So lange die Relativität der Realitäten nicht anerkannt ist, kann die Moderne (vgl. S.

83) nicht bewältigt sein. Bei dieser schwierigen Aufgabe bietet das Klavierspiel nun

eine erstaunliche und wohl einmalige Schnittstelle zwischen Kunst und

Wissenschaft, zwischen Mensch und Maschine, zwischen Geist und Welt, zwischen

Ratio und Intuition, zwischen Körper und Seele und zwischen Analytik und

Ganzheit, die interessante Fragestellungen aus unterschiedlichen Wissensgebieten

zuläßt. In Form des Computerflügels existiert diese Schnittstelle bereits.

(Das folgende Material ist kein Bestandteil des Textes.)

PR #17651, opened 2026-08-28
[PWGJE] Extend MC efficiency for Ds-tagged jets

monamelop:
- Extend the MC collision and jet counters for detector-level, particle-level, and matched jets.
- Add AOD output tables for:
  - detector-level Ds-tagged jets;
  - particle-level Ds-tagged jets;
  - matched detector-level and particle-level jet pairs.
- Store Ds MC origin and candidate MC matching information in the output tables.
- Store the jet matching status from the existing HF jet matching relations.
- Extend the MC-origin histogram axes to preserve the original MC origin categories.

### DIFF
--- a/PWGJE/Tasks/jetDsSpecSubs.cxx
+++ b/PWGJE/Tasks/jetDsSpecSubs.cxx
@@ -13,6 +13,7 @@
 /// \brief Ds-tagged jet analysis with substructure histogram outputs
 /// \author Monalisa Melo <monalisa.melo@cern.ch>, Universidade de São Paulo
 
+#include "PWGHF/Core/DecayChannels.h"
 #include "PWGJE/Core/JetDerivedDataUtilities.h"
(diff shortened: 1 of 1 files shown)


PWGJE/Tasks/jetDsSpecSubs.cxx
```diff
@@ -13,6 +13,7 @@
 /// \brief Ds-tagged jet analysis with substructure histogram outputs
 /// \author Monalisa Melo <monalisa.melo@cern.ch>, Universidade de São Paulo
 
+#include "PWGHF/Core/DecayChannels.h"
```
nzardosh: I think this header is not needed. Could you remove it please?

monamelop: Removed, thanks!

nzardosh (approved):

Im Zuge der Bewältigung der Moderne wird sich unser Weltbild wohl von einem

idealen, technokratischen zu einem künstlerischen wandeln müssen. Naturwissenschaft

und Kunst scheinen sich heute, im Zustand nahezu maximaler Inkompatibilität,

die sich besonders eindrücklich auch am Phänomen des Klavierspiels manifestiert,

jedenfalls wieder aufeinander zu zu bewegen. Die Naturwissenschaft hat

sich von Ansprüchen der absoluten Exaktheit verabschiedet. Der Chemie-Nobelpreisträger

ILYA PRIPOGINE vertritt die Meinung,

"[...] wir werden die Vorstellung von der Welt als einer Maschine verlassen

müssen, um zurückzukehren zu dem alten griechischen Paradigma von der

Welt als einem Kunstwerk." (DAUCHER 1994, 23)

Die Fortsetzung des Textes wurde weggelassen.